Objective Urban production and construction projects (UPCPs) are an important product of rapid urbanization and a significant source of carbon emissions across their full life cycles. Unlike conventional building projects, UPCPs have a "dual carbon" nature. During land transformation and construction, they generate substantial emissions through intensive material consumption, surface disturbance, and energy use; during operation, however, they can function as long-term carbon sinks through vegetation-based soil and water conservation measures. Accurate assessment of their carbon budget is therefore essential for evaluating ecological performance and supporting China’s "dual carbon" strategy. However, existing studies rarely offer an integrated life-cycle framework that simultaneously incorporates the carbon effects of initial land use adjustment and the long-term sequestration benefits of vegetation. This study addresses that gap by developing a more comprehensive accounting framework for UPCPs.

Methods This study adopted a life cycle assessment framework adjusted for land use adjustment (LCA-LUA) to quantify the carbon budget of UPCPs more accurately. The Xiba flood control embankment municipal supporting facilities and greening engineering project in Hanbin district, Ankang city, Shaanxi province, was selected as a representative case. A carbon accounting boundary was established for five stages: land use adjustment, building material production, on-site construction, operation, and demolition. Within this framework, both carbon sources and carbon sinks were explicitly quantified. Carbon sources included fossil fuel combustion, physicochemical emissions from materials, and transport-related energy consumption, while carbon sinks were primarily derived from vegetation sequestration and conservation-related ecological restoration. Emission factors were obtained from the Chinese Product Carbon Footprint Factor Database and relevant local studies. Vegetation carbon sequestration was estimated using species-specific allometric growth equations for local species, including Betula platyphylla and Prunus lannesiana. The carbon budget was then evaluated over the project’s 50-year life cycle.
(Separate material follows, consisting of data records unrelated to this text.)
PR #986, opened 2018-06-25
Fix bug 1470337: De-optimize calculate_stats

mathjazz:
To prevent IntegrityError.


mathjazz:
Updated with a note in the help text.

adngdb:
r+ but pylama is failing because you have imports in that file that are not used anymore. https://travis-ci.org/mozilla/pontoon/builds/396919866#L690

mathjazz:
Ahhhhh.

PR #987, opened 2018-06-25
Fix bug 1455099: [FTL] Make selectors with siblings more readable using indentation

mathjazz:
Details in the bug:
https://bugzilla.mozilla.org/show_bug.cgi?id=1455099

### DIFF
--- a/pontoon/base/static/js/fluent_interface.js
+++ b/pontoon/base/static/js/fluent_interface.js
@@ -670,6 +670,13 @@ var Pontoon = (function (my) {
           $('#ftl-area textarea.value').keyup();
         }
 
+        // Indent selector variants if preceeded by other elements
+        $('.ftl-area section > ul:not(.template) > li[data-expression]').each(function(i, node) {
+          if ($(node).prevAll(':visible:not([data-expression])').length) {
+            $(node).addClass('indented');
+          }
+        });
+
         // Ignore editing for anonymous users
         if (!Pontoon.user.id) {
           $('#ftl-area textarea').prop('readonly', true);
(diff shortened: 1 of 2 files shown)


adngdb:
Currently it looks like this:



I dislike the misalignment on the right of those boxes, and I think something like this looks better: 



What do you think? 

To do it, remove the current CSS rule you have and add instead:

Results Over the 50-year period, the project generated total carbon emissions of 521.06 t CO₂ and total carbon sequestration of 557.09 t CO₂, resulting in a net carbon sink of 36.03 t CO₂. These results indicated that a well-managed UPCP could ultimately make a positive contribution to climate mitigation. Distinct stage-specific heterogeneity was observed. Building material production was the dominant emission source, contributing 287.05 t CO₂, accounting for approximately 55% of the total emissions, which highlighted the high embodied carbon of hardscape materials. In contrast, the on-site construction stage accounted for only 1.6% of the total emissions. The operation stage exhibited a distinct pattern of low emissions but high sequestration: vegetation generated a cumulative carbon sink of 545.56 t CO₂ over 50 years, offsetting most of the initial carbon debt. As the plant community matured, the sequestration rate gradually exceeded the emission rate, and the project was estimated to achieve carbon neutrality within the full life cycle (43.3 years). In addition, land use adjustment produced a carbon flux of −0.53 t CO₂ and immediate emissions of 174.05 t CO₂ associated with surface transformation, demonstrating that land conversion constituted a critical early-stage emission event.

Conclusions The LCA-LUA framework proves effective in capturing the full carbon transition of UPCPs from initial ecological disturbance to long-term ecological restoration. Although such projects can eventually achieve carbon neutrality, their payback period remains relatively long. This suggests that future urban planning and project design should move beyond a narrow focus on operational efficiency and instead adopt a coordinated strategy that combines low-carbon embodied materials with high-efficiency carbon-sink plant communities. The study provides a robust methodological basis and empirical evidence for carbon budget accounting, ecological performance evaluation, and low-carbon management of urban municipal projects.